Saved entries
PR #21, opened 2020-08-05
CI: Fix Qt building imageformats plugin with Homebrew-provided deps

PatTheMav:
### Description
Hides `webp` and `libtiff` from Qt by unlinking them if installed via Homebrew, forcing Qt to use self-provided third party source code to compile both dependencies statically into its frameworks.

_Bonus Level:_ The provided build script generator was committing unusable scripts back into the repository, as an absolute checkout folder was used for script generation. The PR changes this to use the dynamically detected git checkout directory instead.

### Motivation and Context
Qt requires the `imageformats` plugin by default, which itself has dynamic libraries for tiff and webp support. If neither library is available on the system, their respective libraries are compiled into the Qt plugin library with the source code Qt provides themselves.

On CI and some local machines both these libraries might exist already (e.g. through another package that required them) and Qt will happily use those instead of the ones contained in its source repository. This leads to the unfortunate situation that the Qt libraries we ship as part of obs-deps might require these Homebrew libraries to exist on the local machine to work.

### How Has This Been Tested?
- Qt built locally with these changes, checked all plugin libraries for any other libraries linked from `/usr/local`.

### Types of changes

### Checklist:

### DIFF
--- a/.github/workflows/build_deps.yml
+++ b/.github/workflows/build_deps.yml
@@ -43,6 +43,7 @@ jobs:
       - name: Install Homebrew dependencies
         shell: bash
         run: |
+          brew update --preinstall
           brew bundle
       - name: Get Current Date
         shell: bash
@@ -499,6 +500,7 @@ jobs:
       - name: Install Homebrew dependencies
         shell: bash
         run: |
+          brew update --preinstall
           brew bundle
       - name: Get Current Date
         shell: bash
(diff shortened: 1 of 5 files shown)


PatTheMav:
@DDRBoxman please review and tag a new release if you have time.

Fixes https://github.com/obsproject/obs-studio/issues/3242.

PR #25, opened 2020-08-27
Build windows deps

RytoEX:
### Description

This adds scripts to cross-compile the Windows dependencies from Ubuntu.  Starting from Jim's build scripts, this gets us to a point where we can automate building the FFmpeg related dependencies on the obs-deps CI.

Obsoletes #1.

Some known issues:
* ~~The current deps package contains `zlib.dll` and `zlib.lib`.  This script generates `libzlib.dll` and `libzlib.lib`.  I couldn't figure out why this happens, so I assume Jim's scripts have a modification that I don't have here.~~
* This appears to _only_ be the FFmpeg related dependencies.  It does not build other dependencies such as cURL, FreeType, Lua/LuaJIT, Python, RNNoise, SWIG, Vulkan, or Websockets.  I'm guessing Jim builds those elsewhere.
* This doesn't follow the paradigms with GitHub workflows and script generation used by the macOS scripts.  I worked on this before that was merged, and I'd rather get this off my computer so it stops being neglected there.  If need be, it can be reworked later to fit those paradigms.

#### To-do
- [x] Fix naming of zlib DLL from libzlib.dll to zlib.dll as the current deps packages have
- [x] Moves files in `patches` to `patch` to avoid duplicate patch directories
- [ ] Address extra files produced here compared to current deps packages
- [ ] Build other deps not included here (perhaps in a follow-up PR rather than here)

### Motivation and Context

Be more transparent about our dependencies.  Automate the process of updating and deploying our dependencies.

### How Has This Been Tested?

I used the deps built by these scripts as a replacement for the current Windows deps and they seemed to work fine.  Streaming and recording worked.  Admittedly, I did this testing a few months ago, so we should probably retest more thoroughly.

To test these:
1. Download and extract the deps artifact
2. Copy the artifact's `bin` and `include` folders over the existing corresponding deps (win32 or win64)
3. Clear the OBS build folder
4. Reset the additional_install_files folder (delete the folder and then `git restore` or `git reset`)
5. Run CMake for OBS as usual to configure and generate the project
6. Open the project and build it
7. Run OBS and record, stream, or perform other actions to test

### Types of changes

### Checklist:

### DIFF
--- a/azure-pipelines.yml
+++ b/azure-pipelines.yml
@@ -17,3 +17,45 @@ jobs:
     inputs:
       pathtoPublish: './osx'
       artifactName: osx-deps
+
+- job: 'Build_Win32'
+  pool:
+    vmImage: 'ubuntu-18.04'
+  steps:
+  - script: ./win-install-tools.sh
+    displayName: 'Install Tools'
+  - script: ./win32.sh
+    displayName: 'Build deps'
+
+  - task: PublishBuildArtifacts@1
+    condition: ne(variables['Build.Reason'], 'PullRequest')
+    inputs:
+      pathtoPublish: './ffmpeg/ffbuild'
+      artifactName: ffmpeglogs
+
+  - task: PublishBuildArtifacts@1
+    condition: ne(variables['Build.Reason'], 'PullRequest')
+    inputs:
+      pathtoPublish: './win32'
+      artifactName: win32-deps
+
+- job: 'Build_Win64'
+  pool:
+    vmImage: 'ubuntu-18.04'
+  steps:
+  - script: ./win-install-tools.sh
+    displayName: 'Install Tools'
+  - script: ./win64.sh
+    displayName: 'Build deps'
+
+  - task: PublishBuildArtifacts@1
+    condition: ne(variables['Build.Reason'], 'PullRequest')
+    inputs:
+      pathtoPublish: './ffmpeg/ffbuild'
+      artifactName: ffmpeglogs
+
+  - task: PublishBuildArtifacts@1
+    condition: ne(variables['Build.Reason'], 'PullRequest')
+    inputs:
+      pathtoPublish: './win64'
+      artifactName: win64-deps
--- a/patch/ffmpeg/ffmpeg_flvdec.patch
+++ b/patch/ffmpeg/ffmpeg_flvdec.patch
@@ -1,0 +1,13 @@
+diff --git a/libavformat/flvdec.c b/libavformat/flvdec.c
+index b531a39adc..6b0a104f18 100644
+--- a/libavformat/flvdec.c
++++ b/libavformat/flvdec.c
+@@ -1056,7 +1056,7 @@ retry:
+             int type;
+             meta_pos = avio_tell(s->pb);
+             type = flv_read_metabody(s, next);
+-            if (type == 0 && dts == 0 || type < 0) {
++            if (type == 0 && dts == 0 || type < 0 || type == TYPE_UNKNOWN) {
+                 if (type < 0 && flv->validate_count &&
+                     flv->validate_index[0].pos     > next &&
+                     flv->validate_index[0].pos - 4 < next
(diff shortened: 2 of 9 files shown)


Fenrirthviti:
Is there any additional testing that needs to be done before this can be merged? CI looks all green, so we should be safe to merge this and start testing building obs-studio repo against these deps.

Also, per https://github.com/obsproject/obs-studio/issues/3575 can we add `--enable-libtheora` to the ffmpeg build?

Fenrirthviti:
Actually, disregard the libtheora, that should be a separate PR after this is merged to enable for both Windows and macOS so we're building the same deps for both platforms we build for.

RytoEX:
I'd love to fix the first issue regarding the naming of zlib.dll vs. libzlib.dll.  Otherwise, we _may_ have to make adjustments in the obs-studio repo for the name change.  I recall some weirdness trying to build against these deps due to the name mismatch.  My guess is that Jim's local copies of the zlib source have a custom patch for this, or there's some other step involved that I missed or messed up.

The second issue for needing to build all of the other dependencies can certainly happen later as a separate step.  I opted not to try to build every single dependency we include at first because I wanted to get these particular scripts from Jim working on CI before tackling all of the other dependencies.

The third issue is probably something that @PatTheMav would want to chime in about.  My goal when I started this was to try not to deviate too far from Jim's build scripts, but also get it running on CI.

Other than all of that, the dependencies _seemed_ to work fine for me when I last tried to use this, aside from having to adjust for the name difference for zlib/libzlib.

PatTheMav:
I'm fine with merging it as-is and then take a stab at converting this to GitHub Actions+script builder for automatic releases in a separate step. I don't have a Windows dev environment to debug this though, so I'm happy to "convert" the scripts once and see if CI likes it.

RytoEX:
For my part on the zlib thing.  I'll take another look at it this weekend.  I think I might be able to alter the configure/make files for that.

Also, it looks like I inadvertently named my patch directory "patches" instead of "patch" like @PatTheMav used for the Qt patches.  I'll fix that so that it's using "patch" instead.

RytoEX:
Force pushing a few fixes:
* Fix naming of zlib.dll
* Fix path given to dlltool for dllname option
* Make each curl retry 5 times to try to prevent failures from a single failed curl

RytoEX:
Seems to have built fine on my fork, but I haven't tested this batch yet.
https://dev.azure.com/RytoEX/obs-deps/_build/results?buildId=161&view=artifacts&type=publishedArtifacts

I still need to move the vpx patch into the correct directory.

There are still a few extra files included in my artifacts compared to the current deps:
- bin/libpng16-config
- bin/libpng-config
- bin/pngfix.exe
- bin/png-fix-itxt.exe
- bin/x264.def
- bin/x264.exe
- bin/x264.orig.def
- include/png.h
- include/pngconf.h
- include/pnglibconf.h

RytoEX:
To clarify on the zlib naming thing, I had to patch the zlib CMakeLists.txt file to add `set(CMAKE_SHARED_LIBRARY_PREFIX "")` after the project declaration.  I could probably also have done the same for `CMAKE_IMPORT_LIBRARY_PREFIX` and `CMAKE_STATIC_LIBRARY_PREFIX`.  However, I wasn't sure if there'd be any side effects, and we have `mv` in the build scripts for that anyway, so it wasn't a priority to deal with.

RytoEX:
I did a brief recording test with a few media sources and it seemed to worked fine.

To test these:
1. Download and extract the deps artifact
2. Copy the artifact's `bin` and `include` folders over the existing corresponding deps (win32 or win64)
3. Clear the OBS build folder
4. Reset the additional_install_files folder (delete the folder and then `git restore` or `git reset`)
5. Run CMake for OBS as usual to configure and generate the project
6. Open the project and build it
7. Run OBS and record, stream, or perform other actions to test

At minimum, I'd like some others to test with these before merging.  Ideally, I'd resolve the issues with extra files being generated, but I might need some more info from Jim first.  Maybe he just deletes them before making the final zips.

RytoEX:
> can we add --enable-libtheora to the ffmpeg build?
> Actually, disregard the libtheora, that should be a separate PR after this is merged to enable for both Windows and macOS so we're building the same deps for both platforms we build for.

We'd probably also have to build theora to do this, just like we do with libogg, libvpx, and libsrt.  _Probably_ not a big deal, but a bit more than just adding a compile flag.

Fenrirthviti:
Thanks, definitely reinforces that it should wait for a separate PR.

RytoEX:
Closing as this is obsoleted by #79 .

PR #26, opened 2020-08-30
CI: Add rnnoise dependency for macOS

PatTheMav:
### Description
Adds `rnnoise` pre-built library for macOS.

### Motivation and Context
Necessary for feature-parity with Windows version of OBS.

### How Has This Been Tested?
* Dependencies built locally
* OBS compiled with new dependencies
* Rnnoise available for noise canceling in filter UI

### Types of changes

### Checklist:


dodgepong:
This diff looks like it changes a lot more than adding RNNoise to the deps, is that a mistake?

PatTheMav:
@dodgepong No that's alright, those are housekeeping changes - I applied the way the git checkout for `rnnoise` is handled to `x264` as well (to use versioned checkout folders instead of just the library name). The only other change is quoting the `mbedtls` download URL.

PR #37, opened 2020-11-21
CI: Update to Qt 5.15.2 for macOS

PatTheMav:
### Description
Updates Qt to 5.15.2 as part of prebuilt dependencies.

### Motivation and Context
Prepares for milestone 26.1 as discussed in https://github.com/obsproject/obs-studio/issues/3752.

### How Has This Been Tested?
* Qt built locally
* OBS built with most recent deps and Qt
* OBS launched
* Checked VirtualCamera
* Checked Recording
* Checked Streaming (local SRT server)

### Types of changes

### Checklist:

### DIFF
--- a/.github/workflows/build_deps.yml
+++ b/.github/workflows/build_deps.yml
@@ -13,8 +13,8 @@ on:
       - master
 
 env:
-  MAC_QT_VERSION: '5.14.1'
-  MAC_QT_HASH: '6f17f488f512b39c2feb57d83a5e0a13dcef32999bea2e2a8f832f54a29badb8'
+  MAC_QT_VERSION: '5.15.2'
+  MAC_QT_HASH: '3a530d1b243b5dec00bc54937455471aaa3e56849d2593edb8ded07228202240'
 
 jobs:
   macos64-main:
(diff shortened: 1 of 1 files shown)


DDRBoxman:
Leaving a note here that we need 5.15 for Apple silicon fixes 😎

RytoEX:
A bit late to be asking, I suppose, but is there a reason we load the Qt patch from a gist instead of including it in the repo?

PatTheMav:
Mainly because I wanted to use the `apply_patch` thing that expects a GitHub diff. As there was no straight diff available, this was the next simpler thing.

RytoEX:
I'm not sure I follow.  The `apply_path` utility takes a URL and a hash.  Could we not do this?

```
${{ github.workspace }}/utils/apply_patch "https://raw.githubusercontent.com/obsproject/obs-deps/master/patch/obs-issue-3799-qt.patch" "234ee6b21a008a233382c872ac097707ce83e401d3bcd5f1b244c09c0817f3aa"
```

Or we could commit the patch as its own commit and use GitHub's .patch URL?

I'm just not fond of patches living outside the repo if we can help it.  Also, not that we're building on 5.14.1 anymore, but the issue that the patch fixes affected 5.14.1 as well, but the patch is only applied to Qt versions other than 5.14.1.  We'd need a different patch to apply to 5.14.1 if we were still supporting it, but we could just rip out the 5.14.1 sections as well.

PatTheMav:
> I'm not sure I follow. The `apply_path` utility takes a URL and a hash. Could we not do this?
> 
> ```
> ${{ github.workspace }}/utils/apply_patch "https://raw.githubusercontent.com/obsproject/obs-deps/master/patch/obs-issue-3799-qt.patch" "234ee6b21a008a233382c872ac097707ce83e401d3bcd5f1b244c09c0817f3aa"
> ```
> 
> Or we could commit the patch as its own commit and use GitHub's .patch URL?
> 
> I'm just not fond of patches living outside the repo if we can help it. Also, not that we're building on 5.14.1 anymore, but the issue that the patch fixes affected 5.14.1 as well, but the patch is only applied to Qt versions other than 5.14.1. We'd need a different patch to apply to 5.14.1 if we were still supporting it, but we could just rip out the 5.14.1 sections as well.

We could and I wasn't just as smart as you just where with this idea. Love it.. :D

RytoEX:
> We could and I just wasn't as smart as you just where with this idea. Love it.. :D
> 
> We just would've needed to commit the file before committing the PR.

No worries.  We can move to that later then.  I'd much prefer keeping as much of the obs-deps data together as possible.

[Description of the task] Emit an exact copy of the lines spanning the start of the records to the line containing "Qt requires the", inclusive, and no other output.

[Result]
PR #21, opened 2020-08-05
CI: Fix Qt building imageformats plugin with Homebrew-provided deps

PatTheMav:
### Description
Hides `webp` and `libtiff` from Qt by unlinking them if installed via Homebrew, forcing Qt to use self-provided third party source code to compile both dependencies statically into its frameworks.

_Bonus Level:_ The provided build script generator was committing unusable scripts back into the repository, as an absolute checkout folder was used for script generation. The PR changes this to use the dynamically detected git checkout directory instead.

### Motivation and Context
Qt requires the `imageformats` plugin by default, which itself has dynamic libraries for tiff and webp support. If neither library is available on the system, their respective libraries are compiled into the Qt plugin library with the source code Qt provides themselves.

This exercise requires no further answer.